Etymology of Pink Slip

Did the term 'pink slip' originate because employees were commonly sent dismissal notices printed on pink slips of paper?

Claim:   The term ‘pink slip’ came about because companies used to dismiss employees by distributing notices printed on pink slips of paper.


Origins:   For about a century, American workers from all walks of life have lived in fear of one day receiving “pink slips” from their employers: notices (usually distributed with paychecks) informing employees that their services are no longer required.

The term ‘pink slip’ has long been symbolic rather than literal, however. Nobody can seem to remember a time when it was a common or widespread practice in the

U.S. for workers who had been laid off or fired to receive notification of their dismissals via pink slips of paper, and these days terminated employees often receive no written notification at all. This raises a question with a not-so-obvious answer: Did the term “pink slip” really come about because long ago, a company (or companies) used to dismiss employees by distributing termination of employment notices printed on pink paper?

Over the years people have offered plenty of examples of companies that supposedly used pink slips to fire their employees, but none has ever been verified. The most common explanation predictably concerns the Ford Motor Company (as Henry Ford and his business are commonly viewed as the prototype that established the modern corporate employer-employee business relationship):

The “pink slip” has come a long way from when Henry Ford dreamed up a way to evaluate his assembly line employees. Each worker had a cubbyhole where at the end of the workday, a manager would place a piece of colored paper. A white piece of paper meant their work was acceptable, a pink one meant the boot.

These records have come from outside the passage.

PR #4, opened 2022-04-08
WIP: Feature/bd24

patrickskowronekdkfz:


dktk-fed/docker-compose.yml
```diff
@@ -24,9 +25,19 @@ services:
       - ../auth/:/auth
     extra_hosts:
       - "host.docker.internal:host-gateway"
+
   
+  ### Does need to know the outside proxy to connect central components
+  forward_proxy:
+    container_name: bridgehead-squid
+    image: ubuntu/squid
+    environment:
```
torbrenner, line 34: I would suggest to let read this from the environment like
```
http_proxy: ${http_proxy}
https_proxy: ${https_proxy}
```
We would need to ensure, that the system units will receive the proxy variables set by the user.

PR #5, opened 2022-04-08
Feature/bd 29

patrickskowronekdkfz:


configure-bridgehead.sh
```diff
@@ -0,0 +1,3 @@
+#!/bin/bash
+
+useradd --home-dir /srv/docker/bridgehead -g docker -N -u 317 -s /sbin/nologin
```
torbrenner, line 3: I would not set home-dir to /srv/docker/bridgehead. Use `-M` (don't create a home dir) option instead.
You would need to run `chown -R bridgehead:bridgehead /srv/docker/bridgehead` in the installation script after creating the user

torbrenner: don't know if there is a better default for `-s /sbin/nologin`  to remove the option for login

torbrenner: i wouldn't hardcode the userid to such a low number. Maybe we can find a better default

torbrenner: How do you ensure, that this user is named "bridgehead"?

lib/systemd/bridgehead@.service
```diff
@@ -2,14 +2,16 @@
...
+User=bridgehead
 Restart=always
 RestartSec=30
 
 WorkingDirectory=/srv/docker/bridgehead/
 
-ExecStartPre=/bin/bash -c '`which docker-compose` -f %i/docker-compose.yml --env-file site-config/%i.env down'
-ExecStart=/bin/bash -c '`which docker-compose` -f %i/docker-compose.yml --env-file site-config/%i.env up'
-ExecStop=/bin/bash -c '`which docker-compose` -f %i/docker-compose.yml --env-file site-config/%i.env down'
+ExecStartPre=/srv/docker/bridgehead/stop-bridgehead.sh %i
```
torbrenner, line 11: check if full path really is needed when working directory is set properly

lib/systemd/bridgehead@.service
```diff
@@ -2,14 +2,16 @@
...
+ExecStart=/srv/docker/bridgehead/start-bridgehead.sh %i
+RemainAfterExit=true
```
torbrenner, line 13: Instead of `RemainAfterExit=true` you could also ensure that `start-bridgehead.sh` calls `docker-compose logs` at the end. This would have the side effect, that all logs of the containers would be searchable with `journalctl -u`.
On the otherhand you could change the type of this systemd unit to `Oneshot`.

torbrenner (changes requested):

PR #20, opened 2022-10-05
Updated Blaze from v0.17 -> v0.18

torbrenner:
This fixes the issue with incorrect specimen response. The blaze data should be persisted as volume blaze-data is configured, so no reimport necessary. 
After merge all bridgeheads should pull the update at the start of the next hour.


alexanderkiel (approved):
The volume is ok.

PR #28, opened 2022-10-26
add port quick solution for ssl cert verification with portnumber; ge…

PierreDelpy:


ccp/nngm-setup.sh
```diff
@@ -7,4 +7,5 @@ function nngmSetup() {
 	fi
 }
 
-CONNECTOR_POSTGRES_PASSWORD="$(cat /proc/sys/kernel/random/uuid | sed 's/[-]//g' | head -c 20)"
+#CONNECTOR_POSTGRES_PASSWORD="$(cat /proc/sys/kernel/random/uuid | sed 's/[-]//g' | head -c 20)"
+CONNECTOR_POSTGRES_PASSWORD="$(echo -n /etc/bridgehead/pki/mannheim.priv.pem | sha256sum | head -c 20)"
```
lablans, line 11: This does not seem generic for all sites. 

Also, @TKussel, any other way to get a consistent password?

ccp/nngm-compose.yml
```diff
@@ -11,6 +11,8 @@ services:
       NNGM_CTS_APIKEY: ${NNGM_CTS_APIKEY}
       NNGM_CRYPTKEY: ${NNGM_CRYPTKEY}
     restart: always
+    ports:
+      - "8080:8080"
```
lablans, line 15: Do we need this open port? How about labels for traefik instead?

lablans (changes requested):
I'm sorry I can't accept this as is.

PR #38, opened 2022-11-18
WIP: Feature/monitoring: Adding Bridgehead Monitoring

patrickskowronekdkfz:
This PR adds the Bridgehead Monitoring for CCP. Currently only the blaze is monitored. This will increase with automatic updates.


ccp/docker-compose.yml
```diff
@@ -104,7 +106,17 @@ services:
...
+  monitoring:
+    image: "samply/bridgehead-monitoring:main"
+    container_name: bridgehead-monitoring
+    environment: 
+      HOST: ${HOST}
+      SITE_NAME: ${SITE_NAME}
+      PROJECT: ${PROJECT}
+      BEAM_URL: http://beam-proxy:8081
+      PROXY_ID: monitoring.${PROXY_ID}
+      MONITORING_TARGET: ${MONITORING_TARGET}
```
lablans, line 118: Please derive the `MONITORING_TARGET` from the project (you can use `$PROJECT/vars` file) rather than a site-specific config. For the simple reason that it's not site specific.

lablans (changes requested):
Will continue review once this is fixed. Thanks!

PR #57, opened 2023-02-08
Added Module for Id-Management

torbrenner:
This adds all necessary scripts for deploying all local components of the CCP-IT id-management to the bridgehead.
The feature is activated by setting the `IDMANAGER_UPLOAD_APIKEY` configuration flag. For more information about this module, refer to the new id-management.md.

Because the database of the patientlist should always be reconstructable, I also added automated backups for the database. The automated backups are enabled through setting the `BACKUP_DIRECTORY` configuration.

At the moment I didn't add any monitoring checks for the id-management but will include them in a future PR.


PierreDelpy (approved):
Looks great!!

PR #60, opened 2023-02-22
During install, check if running in WSL and if systemd is present

TKussel:


lib/prepare-system.sh
```diff
@@ -5,6 +5,15 @@ source lib/functions.sh
 
 log "INFO" "Preparing your system for bridgehead installation ..."
 
+# Check, if running in WSL
+if [[ $(grep -i Microsoft /proc/version) ]]; then
+    # Check, if systemd is available
+    if [ $(systemctl is-system-running) -eq "offline" ]; then
```
torbrenner, line 11: Tested it in the commandline using bash. Seems like Bash doesn't like -eq with strings.

lablans: "" missing on the left side.

lablans, line 11:
```suggestion
    if [ "$(systemctl is-system-running)" == "offline" ]; then
```

lib/prepare-system.sh
```diff
@@ -5,6 +5,15 @@ source lib/functions.sh
...
+        log "ERROR" "It seems, that you have no active systemd environment in your WSL. Please follow the guide in https://devblogs.microsoft.com/commandline/systemd-support-is-now-available-in-wsl/"
```
lablans, line 12:
```suggestion
        log "ERROR" "It seems you have no active systemd environment in your WSL environment. Please follow the guide in https://devblogs.microsoft.com/commandline/systemd-support-is-now-available-in-wsl/"
```

lib/prepare-system.sh
```diff
@@ -5,6 +5,15 @@ source lib/functions.sh
 
 log "INFO" "Preparing your system for bridgehead installation ..."
 
+# Check, if running in WSL
+if [[ $(grep -i Microsoft /proc/version) ]]; then
```
lablans, line 9: What will happen if this has error code != 0?

lablans (changes requested):
please see comments in source code

lib/prepare-system.sh
TKussel: IIRC, `==` only works correctly with `[[ foo ]]`, no?

lib/prepare-system.sh
TKussel: According to the grep documentation, grep returns only 0, 1, and 2. 0 and 1 have the exact semantics we want in this comparison, 2 indicates an error and would lead to an exit(1) of the install script. While exiting is certainly a sensible approach (e.g. on Macs, that don't implement /proc/*), do you think we need more error handling here, @lablans?

lib/prepare-system.sh
lablans: Bash never ceases to surprise but this should work with single brackets, too.

lib/prepare-system.sh
lablans: My concern is that the whole bash script might crash if a non-zero return value is given here (as requested by the `-e` flag). Again, I don't know about bash to say for sure, just wanted to prevent an error. If you are sure this won't trigger `-e`, go ahead with the merge.

lablans (approved):

torbrenner (approved):

PR #64, opened 2023-03-08
Allow to automate installation

lablans:
Allow to provide the only two variables that are requested by the BK admin on installation via env variables.

Please confirm:
- [ ] Without new env variables: Installation works as before
- [ ] Alternatively, you can set either `site` or `access_token` for the `install` command and the installation won't prompt you anymore.


PierreDelpy:
@TKussel check via VM
@PierreDelpy I'll try it too

lablans:
@TKussel and @enola-dkfz , friendly reminder

PR #65, opened 2023-03-08
Dont delete all docker images

lablans:
Only clean up docker images if bridgehead is actually running.

### DIFF
--- a/lib/functions.sh
+++ b/lib/functions.sh
@@ -34,7 +34,7 @@ checkOwner(){
 }
 
 printUsage() {
-	echo "Usage: bridgehead start|stop|update|install|uninstall|enroll PROJECTNAME"
+	echo "Usage: bridgehead start|stop|is-running|update|install|uninstall|enroll PROJECTNAME"
 	echo "PROJECTNAME should be one of ccp|bbmri"
 }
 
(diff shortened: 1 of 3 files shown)


lib/functions.sh
```diff
@@ -169,6 +169,17 @@ function retry {
   return 0
 }
 
+function bk_is_running {
+	detectCompose
+	RUNNING="$($COMPOSE -p bridgehead-$PROJECT -f ./$PROJECT/docker-compose.yml $OVERRIDE ps -q)"
+	NUMBEROFRUNNING=$(echo "$RUNNING" | wc -l)
+	if [ $NUMBEROFRUNNING -ge 2 ]; then
```
torbrenner, line 176: why greater equals than 2? Shouldn't we also accept 1 running service?

lib/update-bridgehead.sh
```diff
@@ -4,10 +4,15 @@ source lib/functions.sh
 AUTO_HOUSEKEEPING=${AUTO_HOUSEKEEPING:-true}
 
 if [ "$AUTO_HOUSEKEEPING" == "true" ]; then
-	A="Performing automatic maintenance: Cleaning docker images."
+	A="Performing automatic maintenance: "
+	if bk_is_running; then
+		A="$A Cleaning docker images."
+		docker system prune -a -f
```
PierreDelpy, line 10: sollen wir auch gleich ein volume prune ergänzen? (für ungenutzte volumes)

lib/functions.sh
lablans: That's the way `wc -l` works -- and there are no Bridgeheads with <2 services

lib/update-bridgehead.sh
lablans: Not sure (requires testing). Please make another PR for that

Peter Liebhold, a curator at the Smithsonian Institution’s National Museum of American History in Washington, D.C., has spent years searching for an example of an actual pink slip, but even though he and his colleagues have turned up similar artifacts (such as the red twill used to bundle documents in the 19th century, a symbol we now know as bureaucratic “red tape”), the dreaded pink slip has remained elusive.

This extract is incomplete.